As well, there are some packaging deletions that are head-scratchers. I thought RG Perlas were a lot more popular in 5x5's. Don't think I've ever bought them any other way. Fortunately, I'm pretty well loaded on those, though I guess the 25's are just fine for my purposes too. And while Monte #1's & #3's are mercifully still available in 25-count boxes, the 10ers of this wildly popular series make great gifts and "party packs". Thank goodness they left the #2's & #4's alone.


----------



## TonyBrooklyn (Jan 28, 2010)

curmudgeonista said:


> I grabbed a couple of boxes of HUPC's, and (hopefully) managed to secure some better box codes. I feel like I can breathe a little easier now... and will try to get more if/when the opportunity arises (meaning a fortuitous confluence of price, availability, and finances).
> 
> And, @*bpegler*, I really do see your point. There are a couple of other goners that should not be ignored.
> 
> As well, there are some packaging deletions that are head-scratchers. I thought RG Perlas were a lot more popular in 5x5's. Don't think I've ever bought them any other way. Fortunately, I'm pretty well loaded on those, though I guess the 25's are just fine for my purposes too. And while Monte #1's & #3's are mercifully still available in 25-count boxes, the 10ers of this wildly popular series make great gifts and "party packs". Thank goodness they left the #2's & #4's alone.

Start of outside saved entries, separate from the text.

PR #52, opened 2023-05-24
Ability to put config file on different paths

### LINKED ISSUE #44: Ability to put the config file under different paths
Add the ability to put the config files under different paths like `~/.config/websurfx/config.lua`, `/etc/xdg/websurfx/config.lua` and under the project folder path under `websurfx/` and also add code to properly handle each case like if the file is not available under `~/.config/websurfx/` then it fallback to using `/etc/xdg/websurfx/config.lua` if it is not available there then it fallback to using the project folder's config.lua which is located at `webusrfx/config.lua` and finally if it is not available there then it displays an appropriate error.

The code for this should look roughly like this:

``` rust 
fn handle_file_paths() -> Result<&'static str, Box<dyn Error>> {
    if Path::new(
        format!(
            "{}/.config/websurfx/config.lua",
            std::env::var("HOME").unwrap()
        )
        .as_str(),
    )
    .exists()
    {
        Ok("~/.config/websurfx/config.lua")
    } else if Path::new("/etc/xdg/websurfx/config.lua").exists() {
        Ok("/etc/xdg/websurfx/config.lua")
    } else if Path::new("./websurfx/config.lua").exists() {
        Ok("./websurfx/config.lua")
    } else {
        Err(format!("Config file not found!!").into())
    }
}
```

This will allow the project to be more easily deployable and installable on different `Linux distros` as well as it allows the project to be easily packaged for different `Linux distros`.

neon-mmd:
## What does this PR do?

This PR makes it possible to add the config file on paths other than the project folder (codebase).

This change allows the app to be packaged by Linux distros in their package repository for example this would allow it to be packaged for the [aur](https://aur.archlinux.org/) which makes it easier for users to install the app.

it can be tested by installing and running `websurfx` as mentioned in the docs and on the Readme and by checking whether on running it returns any error in the logs.

## Related issues

Closes #44


src/config_parser/parser.rs
```diff
@@ -52,4 +52,38 @@ impl Config {
...
+    /// 1. `~/.config/websurfx/` if it not present here then it fallbacks to the next one (2)
+    /// 2. `/etc/xdg/websurfx/config.lua` if it is not present here then it fallbacks to the next
+    ///    one (3).
+    /// 3. `websurfx/` (under project folder ( or codebase in other words)) if it is not present
+    ///    here then it returns an error as mentioned above.
+    fn handle_different_config_file_path() -> Result<String, Box<dyn std::error::Error>> {
+        if Path::new(
+            format!(
+                "{}/.config/websurfx/config.lua",
+                std::env::var("HOME").unwrap()
```
XFFXFF, line 71: Do we need to support deployment on Windows?  Windows might not have
 the `HOME` environment variable?

Cargo.toml
```diff
@@ -1,6 +1,6 @@
 [package]
 name = "websurfx"
-version = "0.6.0"
+version = "0.8.0"
```
XFFXFF, line 3: Why is version 0.7.0 skipped?

src/config_parser/parser.rs
```diff
@@ -52,4 +52,38 @@ impl Config {
...
+        .exists()
+        {
+            Ok(format!(
+                "{}/.config/websurfx/config.lua",
+                std::env::var("HOME").unwrap()
+            ))
+        } else if Path::new("/etc/xdg/websurfx/config.lua").exists() {
+            Ok("/etc/xdg/websurfx/config.lua".to_string())
+        } else if Path::new("./websurfx/config.lua").exists() {
+            Ok("./websurfx/config.lua".to_string())
```
XFFXFF, line 84: I noticed that `websurfx/config.lua` is repeated multiple times in the code. This could potentially lead to errors, particularly if we make a typo like `websurrfx/config.lua` somewehre. To avoid such issues, I suggest using a variable to represent `websurfx/config.lua` and utilizing it instead of a raw string.

XFFXFF (commented):
nice!

some comments

src/config_parser/parser.rs
neon-mmd: I think for right now we will not provide support for Windows because most of the users of this project will be Linux users because most of the users will be privacy-minded individuals so they will tend to use Linux for the project so for now `No` but in future, if we do get a lot of requests from users then we will consider adding support for `windows` and `macOS`. :slightly_smiling_face:

Cargo.toml
neon-mmd: Actually, I forgot to ask you last time in the previous PR to bump the version number, My bad. so because of that, we have a release with v0.7.0 but with a `Cargo.toml` of 0.6.0 which is very bad, also being a maintainer if I don't take care of such small mistakes, it is very shameful that's why, from now on I am taking care of this as well :slightly_smiling_face:  .

src/config_parser/parser.rs
neon-mmd: Yes, you are right :+1: :smile: . I will make the change right away, just give me a few seconds :slightly_smiling_face: .

XFFXFF (approved):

I don't think the Monticristo #2 will ever be discontinued.:smile2: By far the most popular of any Habano year in and year out, there must be a reason.:vs_cool:


----------



## Bird-Dog (Oct 16, 2009)

TonyBrooklyn said:


> I don't think the Monticristo #2 will ever be discontinued.:smile2: By far the most popular of any Habano year in and year out, there must be a reason.:vs_cool:


I just meant the 10-count boxes, since that's what they took away in the #1's & #3's.

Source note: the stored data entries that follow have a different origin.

PR #53, opened 2023-05-24
Move docs from wiki to docs folder in the codebase

### LINKED ISSUE #47: Should we move the documentation from the wiki section to the "docs" folder in the codebase??
I think having the documentation under the wiki section makes it go unnoticed most of the time because of that sometimes it remains out of sync with the changes that are being made which is bad as you know so I feel having it under the `docs` folder will make it more noticeable. What do you say @XFFXFF @alamin655 ??.

neon-mmd:
## What does this PR do?

This PR moves the docs from the wiki section of the repository to the docs folder in the codebase and adds an image in the homepage of the docs.

This change makes handling docs easier and makes it more noticeable for contributions.

## Related issues

Closes #47


XFFXFF (approved):
nice!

But now that you mention it, I wasn't aware that popularity, or lack thereof, had anything to do with HSA's deletions. I thought it was all about turning the tobacco from three or four coronas that I loved into one overpriced jawbreaker with a double band. :vs_laugh::vs_laugh::vs_laugh:


----------



## TonyBrooklyn (Jan 28, 2010)

curmudgeonista said:


> I just meant the 10-count boxes, since that's what they took away in the #1's & #3's.
> 
> But now that you mention it, I wasn't aware that popularity, or lack thereof, had anything to do with HSA's deletions. I thought it was all about turning the tobacco from three or four coronas that I loved into one overpriced jawbreaker with a double band. :vs_laugh::vs_laugh::vs_laugh:


There used to be a member on here still drops by from time to time. His Handle was Tarks a Canadian i believe his real name was Jeff.
Anyways up in Canada they have an exclusive name for those larger R/G Havana's. They call them DonkeyDick cigars. :surprise::laugh2::vs_laugh:


----------



## Bird-Dog (Oct 16, 2009)

TonyBrooklyn said:


> There used to be a member on here still drops by from time to time. His Handle was Tarks a Canadian i believe his real name was Jeff.
> Anyways up in Canada they have an exclusive name for those larger R/G Havana's. They call them DonkeyDick cigars. :surprise::laugh2::vs_laugh:


Yes, I am familiar with the DD designation. I chose to use "jawbreaker" for fear of being suspended for saying the other thing! See you in 30-days Tony!

Just kidding! >


----------



## Joe Sticks (May 31, 2016)

Out of curiosity, does Habanos SA ever share their reasoning behind deleting items ? If not officially, does the word get out afterwards ? I've read a lot of comments on various forums and many CC smokers are quite baffled by some of HSA's recent moves.


----------



## TonyBrooklyn (Jan 28, 2010)

Joe Sticks said:


> Out of curiosity, does Habanos SA ever share their reasoning behind deleting items ? If not officially, does the word get out afterwards ? I've read a lot of comments on various forums and many CC smokers are quite baffled by some of HSA's recent moves.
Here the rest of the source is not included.